For some time we had been receiving letters from relatives in another State about two of their children who had been badly burned in a flash fire. Their local hospital had transferred the children to a burn unit in a large hospital a long way from the parents. For three months we had been reading the pitiful stories of these children’s suffering.
I could not bear the thought of my own son’s screams and pleading that, we were told, were a daily part of these children’s dressing changes and cleaning.
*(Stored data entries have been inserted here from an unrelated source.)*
PR #1497, opened 2020-04-16
To issue checkpoint after the promotion

rjayakri:
After the failover, the old primary waits on checkpoint to happen on the new primary before starting the rewind process.
This change request is to do a checkpoint on the primary right after the promotion to prevent the message like
2020-04-12 12:33:08,427 INFO 140054969964288 rewind.py execute 171: Waiting for checkpoint on <new_primary> before rewind

Reference to  PR https://github.com/zalando/patroni/pull/1490


CyberDem0n:
@rjayakri it turned out to be more complex than anticipated: https://github.com/zalando/patroni/pull/1498

PR #1498, opened 2020-04-17
Issue CHEKPOINT explicitely after promote happened

CyberDem0n:
It is safe to call pg_rewind on the replica only when pg_control on the primary contains information about the latest timeline. Postgres is usually doing immediate checkpoint right after promote and in most cases it works just fine. Unfortunately we regularly receive complaints that it takes to long (minutes) until the checkpoint is done and replicas can't perform rewind. At the same time doing the checkpoint manually immediately helped. So Patroni starts doing the same. When the promotion happened and postgres is not running in recovery, we explicitly issue the checkpoint.

We are intentionally not using the AsyncExecutor here, because we want the HA loop continues doing its normal flow.

### DIFF
--- a/patroni/ha.py
+++ b/patroni/ha.py
@@ -944,7 +944,7 @@ class Ha(object):
                     return msg
 
                 # check if the node is ready to be used by pg_rewind
-                self._rewind.check_for_checkpoint_after_promote()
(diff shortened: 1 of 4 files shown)


Jan-M:
:+1:

CyberDem0n:
:+1:

PR #1499, opened 2020-04-17
Etcd smart refresh members

CyberDem0n:
In dynamic environments it is common that during the rolling upgrade etcd nodes are changing their IP addresses. If the etcd node where Patroni is currently connected to is upgraded last, it could happen that the cached topology doesn't contain any live node anymore and therefore request can't be retried and totally fails, usually resulting in demoting of the primary.

In order to partially overcome the problem, Patroni is already doing a periodic (every 5 minutes) rediscovery of the etcd cluster topology, but in case of very fast node rotation there was still a possibility to hit the issue.

This PR is an attempt to address the problem. If the list of nodes exhausted, Patroni will try to perform initial discovery via an external mechanism, like resolving A or SRV dns records and if the new list is different from the original, Patroni will use it as the new etcd cluster topology.

In order to deal with tcp issues the connect_timeout is set to max(read_timeout/2, 1). It will make list of members exhaust faster, but leaves the time to perform topology rediscovery and another attempt.

The third issue addressed by this PR - it could happen that dns names of etcd nodes didn't change, but ip addresses are new, therefore we clean up the internal dns cache when doing topology rediscovery.

Besides that, this commit makes `_machines_cache` property pretty much static, it will be updated only when the topology has changed and helps to avoid concurrency issues.

### DIFF
--- a/patroni/dcs/etcd.py
+++ b/patroni/dcs/etcd.py
@@ -194,14 +194,14 @@ class Client(etcd.Client):
                 response.data.decode('utf-8')
                 self._check_cluster_id(response)
                 if some_request_failed:
-                    self._base_uri = base_uri
+                    self.set_base_uri(base_uri)
                     self._refresh_machines_cache()
                 return response
             except (HTTPError, HTTPException, socket.error, socket.timeout) as e:
                 # switch to the next etcd node because we don't know exactly what happened,
                 # whether the key didn't received an update or there is a network problem.
                 if not retry and i + 1 < len(machines_cache):
-                    self._base_uri = machines_cache[i + 1]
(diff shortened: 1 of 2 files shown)


Jan-M:
:+1:

patroni/dcs/etcd.py
```diff
@@ -155,58 +165,58 @@ def machines(self):
         Also this method implements the same timeout-retry logic as `api_execute`, because
         the original method was retrying 2 times with the `read_timeout` on each node."""
 
-        kwargs = self._build_request_parameters()
+        machines_cache = self.machines_cache
```
avaczi, line 168: Is `self.machines_cache` a typo?

avaczi:
:+1:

(Later I read that nurses who care for patients in burn units take special training to enable them to go on with their duties regardless of the screams of their patients. Even experienced trauma nurses claim that changing dressing on child burn patients is the most heartrending work they do.)
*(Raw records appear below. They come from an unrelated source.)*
PR #1501, opened 2020-04-17
Skip missing values from pg_controldata

feikesteenbergen:
Skip missing values from pg_controldata

When calling controldata(), it may return an empty dictionary, which in
turn caused the following error to occur:

    effective_configuration
        cvalue = parse_int(data[cname])
    KeyError: 'max_wal_senders setting'

Instead of causing a crash of this part, we now log the error and
continue.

Instead of leaving for town, I turned back toward the house, but I also wanted to be somewhere alone. I knew by staying around the house I could continually be distracted by the incoming public.
I left word at the house that I had changed plans, that instead of going to town, I was going into the woods to think and pray. I meantioned I did not want anyone to call or search for me for approximately one hour.
Leaving the horse hitched and tied to the rail, I left at a rapid pace, follwing the edge of the field leading toward the woods behind our home. The old wagon tracks on the way were by then pretty well covered with a variety of self-seeded weeds, but I paid no attention to any of my surroundings on this trek. My thoughts were heavily embedded on what I would do or find in the woods.
I thought of how God create the Earth. I honestely felt He kept the poor in mind while Earth was being created. If that were true, the people living on islands without hospitals and drugstores should also be able to find necessities for their needs. And since even such primitive people had fire, they also would have burns.
I tried to think of all the things a man might find on an island to help treat such burns. I thought of water, mud, rocks, bark, wood, leaves.
As leaves crossed my mind, I thought of the holly leaves I had seen in our school at Christmastide when the teacher brought a wreath to show us. The leaves were smooth and shiny. Surely they would not stick to an open wound. But, I thought, we do not have smooth, shiny leaves like those. At that very time I was walking through a heavy patch of plantain (sow-ear in Dutch) leaves. I had nearly passed through them when suddenly my subconscious realized they were similar to what I was looking for.
Using my hat as a gathering vessel, I filled it with fresh plantain leaves. Taking the leaves home, we applied B.F.C. Salve to the burn area and then covered it with a single layer of the fresh plantian leaves. We repeated this twice a day.
Within five days the entire scalded area was covered with new skin. This was even true for the sections scalded to a third-degree burn. The more remarkable, and satisfying to a father, consequence of this treatment was that it causes little or no pain to the patient in direct contrast to the accepted burn treatment of the day.
Along with the dressings we supplemented the diet with extra fresh fruits and vegetables. Depending on the availability of food suitable for juicing, time and help needed for extraction and financial means, a program was outlined to support my son’s body during the healing process.
In our many subsequent patients, it has seldom taken more than seven days to get complete new skin coverage on second and third-degree burns. This, of course, varies with the precentage of body parts injured and the previous health of the patient.
Amazingly, through over two decades of using these dressings we have never had an infection. We have seen only two cases of scarring, both of which were minimal, and we feel that in one of those cases the scarring might have been avoided if the parents had better understood the correct method of dressing.